Apresiasi sosok kepahlawanan Munir mereka tunjukan dalam gelaran bertema 'Desire for Justickan, A Tribute Moment for Munir' yang berlangsung sejak Kamis (13/8/2009) dan berakhir Sabtu (15/8/2009) malam kemarin di pelataran Eplex Mal Parijs Van Java.
Menurut Ketua Panitia acara Husni K Effendi, acara yang digelar pihaknya merupakan wujud dalam memberikan dukungan sekaligus kampanye bagi pengadilan kasus Munir yang hingga saat ini dinilainya tidak jelas jalan ceritanya.
SCROLL TO CONTINUE WITH CONTENT
"Kami mengadakan acara ini dalam momen kemerdekaan RI ke-64, yang sarat dengan nuansa kepahlawanan, kami mengangkat Munir, karna bagi kami Munir juga seorang pahlawan.
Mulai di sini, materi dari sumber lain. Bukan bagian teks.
PR #5496, opened 2026-07-12
fix(miner): halt loop reentry for unresolved PRs

JSONbored:
### Motivation
- The autonomous miner loop could re-enter and submit additional PRs when a prior submitted PR was still open or its PR number was unparseable, risking unwanted GitHub write spam.
- The change prevents the loop from advancing until a submitted PR reaches a closed (terminal) disposition or a parseable PR number is available.

### Description
- Add a guard in `packages/gittensory-miner/lib/loop-cli.js` that, when an attempt submitted a PR but the disposition is not `closed` (or the PR number could not be parsed), records a declined re-entry cycle and halts the loop with an explicit reason.
- Surface explicit decline reasons: `submitted_pr_disposition_unresolved` when an observed PR remains open and `submitted_pr_number_unresolved` when no parseable PR number is exposed.
- Add regression unit tests in `test/unit/miner-loop-cli.test.ts` that assert the loop halts re-entry for an open PR and for a submitted attempt that exposes no parseable PR number, and that the queue/ledger state is left consistent.

### Testing
- Ran `npx vitest run test/unit/miner-loop-cli.test.ts`, and the updated unit test file passed (`17 tests` passed).
- Ran `npm run build:miner`, which completed successfully (`node --check` passed for the miner package files).
- Began the full gate with `git diff --check && npm run test:ci`; the run progressed through many checks but stopped at `cf-typegen:check` due to a pre-existing `worker-configuration.d.ts is stale; run npm run cf-typegen` issue unrelated to the miner change.
- `npm audit --audit-level=moderate` could not complete against the registry in this environment (registry returned `403 Forbidden`).

------
[Codex Task](https://chatgpt.com/codex/cloud/tasks/task_e_6a53a9c65b20832c90cb6779132a5256)

### DIFF
--- a/packages/gittensory-miner/lib/loop-cli.js
+++ b/packages/gittensory-miner/lib/loop-cli.js
@@ -410,6 +410,23 @@ export async function runLoop(args, options = {}) {
       );
       sinceSeq = loopSummary.lastSeq;
 
+      if (submitted && prDisposition?.state !== "closed") {
+        const reason = prNumber === null ? "submitted_pr_number_unresolved" : "submitted_pr_disposition_unresolved";
+        cycles.push({
+          cycle: cycleIndex,
+          outcome: "attempted",
+          repoFullName: claimed.repoFullName,
+          identifier: claimed.identifier,
+          attemptOutcome,
+          reentryOutcome,
+          prNumber,
+          reentered: false,
+          reasons: [reason],
+        });
+        haltReason = `reentry_declined:${reason}`;
+        break;
+      }
+
       const reentry = attemptLoopReentryFn(
         { killSwitchScope: killSwitch.scope, repoFullName: claimed.repoFullName, outcome: reentryOutcome },
         { eventLedger, portfolioQueue, runState, nowMs: nowMsFn(), sessionStartMs, loopSummary },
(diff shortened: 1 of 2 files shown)


JSONbored:
Closing: this inverts a deliberate, same-day design decision rather than fixing a real gap.

`loop-cli.js`'s reentry wiring (together with `pr-disposition-poller.js`'s `classifyPrDisposition`) was authored by #5303 (commit dc6fa7a73, merged same day). Its own doc comments are explicit that a still-open/unresolved submitted PR classifies as `'other'` and must NOT be treated as a failure or blocking condition — "not an error", "not fail", "nothing to re-enter on yet" is intentional: the loop is meant to keep making forward progress on other work while a submitted PR is still pending review, not halt entirely.

This PR's guard turns "still open" into an unconditional full-loop halt, directly reversing that same-day intent. Separately, the double-submission concern the PR's motivation describes doesn't hold up: the specific (repo, identifier) pair is already marked done via `portfolioQueue.markDone(...)` before any PR-disposition handling runs, so it can't be re-attempted regardless of the PR's later outcome — there's no double-submission path to guard against.

PR #5497, opened 2026-07-12
fix(miner): reject symlinked goal specs

JSONbored:
### Motivation

- The local MinerGoalSpec resolver previously followed repository-controlled symlinks and used `readFileSync` on the joined worktree path, allowing a malicious repo to cause a DoS or unbounded read by pointing `.gittensory-miner.yml` at a blocking or large local target. 
- The intent of this change is to harden the resolver so it never follows symlinks, validates the discovered entry is a regular file, and bounds the on-disk read before loading content into memory.

### Description

- Added a safe reader `readRegularUtf8File` in `packages/gittensory-miner/lib/miner-goal-spec.js` that uses `lstat`, opens with `O_NOFOLLOW`, `fstat`-validates regular file semantics, enforces a `MAX_MINER_GOAL_SPEC_BYTES` size bound, and closes the descriptor before returning content. 
- Replaced the previous direct `readFileSync(join(repoPath, relativePath), "utf8")` call with the new bounded/no-follow read path in `resolveMinerGoalSpec`. 
- Updated the resolver types in `packages/gittensory-miner/lib/miner-goal-spec.d.ts` to expose the injected filesystem hooks (`lstatSync`, `openSync`, `fstatSync`, `readFileSync` accepting a fd, and `closeSync`). 
- Added regression tests in `test/unit/miner-goal-spec-resolver.test.ts` to assert that symlinked `.gittensory-miner.yml` files are rejected and that oversized files are ignored before being read into memory. 
- Regenerated Cloudflare worker runtime types (`worker-configuration.d.ts`) so `cf-typegen:check` remains up-to-date with the current Wrangler/workerd output.

### Testing

- Ran the new unit tests with `npx vitest run test/unit/miner-goal-spec-resolver.test.ts`, and the test file passed. 
- Built the miner with `npm run build:miner` and ran `npm run cf-typegen:check`, both of which completed successfully. 
- Attempted the full local gate `npm run test:ci`, which progressed to `test:coverage` but did not complete in this environment due to unrelated long-running queue suites timing out on retries. 
- `npm audit --audit-level=moderate` was attempted but the registry audit endpoint returned `403 Forbidden` in this environment, so that automated audit could not complete here.

------
[Codex Task](https://chatgpt.com/codex/cloud/tasks/task_e_6a53ace13980832c95ab362f3671bc74)


JSONbored:
The symlink-rejection fix itself (\`readRegularUtf8File\`: lstat pre-check, O_NOFOLLOW open, fstat size+regular-file validation, proper fd cleanup) is correct and its regression tests were already passing. The only thing failing CI was an unrelated, incidentally-bundled \`worker-configuration.d.ts\` regeneration — it was generated against a newer wrangler/workerd than CI's pinned version produces, which is what tripped \`validate-code\`'s cf-typegen drift check. Pushed a follow-up commit reverting that file to \`origin/main\`'s content; the goal-spec resolver changes are untouched.

PR #5499, opened 2026-07-12
fix(miner): clamp repo AMS policy defaults

JSONbored:
### Motivation

- Prevent target repositories from loosening an operator's execution-risk policy by supplying permissive `.gittensory-ams.yml` content; repo-controlled values must not be allowed to enable live submission or raise resource caps above operator-safe defaults.

### Description

- Clamp repo-provided AMS policy fields before they become effective by adding `clampRepoAmsPolicySpec` and helpers (`SLOP_THRESHOLD_RANK`, `clampNumberToDefault`) and applying it to repo fallbacks in `resolveAmsPolicy` in `packages/gittensory-miner/lib/ams-policy.js`.
- Keep the operator's local policy authoritative and unchanged, and document that repo files can only propose a more restrictive fallback.
- Add regression/unit tests in `test/unit/miner-ams-policy.test.ts` that assert permissive repo policies are clamped, restrictive repo policies are allowed, and local files still fully replace repo content.

### Testing

- Ran the unit test file `npx vitest run test/unit/miner-ams-policy.test.ts --pool=forks --reporter=verbose` and all tests in that file passed (10/10).
- Verified `npm run build:miner` and `git diff --check` completed successfully in this environment.
- Attempted full local gate via `npm run test:ci` but the run could not complete due to an environment/registry issue (`worker-configuration.d.ts` drift requiring `npm run cf-typegen` and `npm audit` failing with a registry `403 Forbidden`).

------
[Codex Task](https://chatgpt.com/codex/cloud/tasks/task_e_6a53ace1521c832ca47d85c1053c1b72)

### DIFF
--- a/packages/gittensory-miner/lib/ams-policy.js
+++ b/packages/gittensory-miner/lib/ams-policy.js
@@ -6,8 +6,9 @@ import { resolveLocalStoreDbPath } from "./local-store.js";
 // (ams-policy-spec.ts, engine package) is the type/parser surface; this module is the actual fetch+resolve
 // caller, mirroring `.gittensory.yml`'s own established self-host precedent (src/selfhost/private-config.ts's
 // `makeLocalManifestReader`): the operator's own local file, when present, FULLY REPLACES whatever the
-// target repo's own file says -- never a field-by-field merge. The repo's file is only ever consulted as a
-// fallback default for an operator who hasn't set their own local policy.
+// target repo's own file says -- never a field-by-field merge. The repo's file can only ever propose a
+// more restrictive fallback for an operator who hasn't set their own local policy; repo-controlled content
+// is clamped to the engine's safe deny-by-default policy before it becomes effective.
 //
 // This is deliberately NOT the same resolution shape as self-review-context.js/rejection-signal.js, which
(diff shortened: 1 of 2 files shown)


JSONbored:
Closing: this reverts deliberate, same-day work rather than fixing a live gap.

The vulnerability this targets (a target-repo `.gittensory-ams.yml` loosening operator-side AMS execution policy) was already fixed — more thoroughly — in #5351 (commit 5f2851923, merged ~82 minutes before this PR's commit). That fix removed `fetchRepoAmsPolicyContent`/`AMS_POLICY_SPEC_FILENAMES`/the outbound fetch of target-repo content entirely, so repo-provided policy is never read at all (`resolveAmsPolicy` on main is fully operator-local with no repo-content code path). It also added a standing regression test asserting `fetchImpl` is never called.

This PR's diff is built against a pre-#5351 snapshot and reintroduces the fetch/clamp machinery that fix deliberately deleted — merging it would be a functional regression to a strictly weaker mitigation (clamping repo-provided values) for a threat model #5351 already closed off entirely (never trusting repo-provided values at all). Its CONFLICTING mergeable state against main reflects exactly this: main no longer has the symbols this diff's hunks reference.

Dia telah membantu dan memperjuangkan hak orang banyak," ujarnya saat ditemui di sela-sela acara, Sabtu (15/8/2009).
"Memang tidak sama dengan pahlawan yang berjuang melawan penjajah. Tapi dia juga sangat berjasa," sambungnya.
Malam puncak acara tersebut dihadiri sedikitnya 500 penonton yang didominasi kaum muda. Meski keterbatasan kursi penonton tak sungkan untuk duduk dilantai sambil menikmati lantunan musisi-musisi lokal jalur independent, seperti Kelompok Belajar (Kober) Band, Rumah Musik Harry Roesli (RMHR), D-Army, Evil Sick, Ghettorude, Bandung Breakers dan sejumlah penampil dari Bandung Hiphop Community. (ahy/ahy)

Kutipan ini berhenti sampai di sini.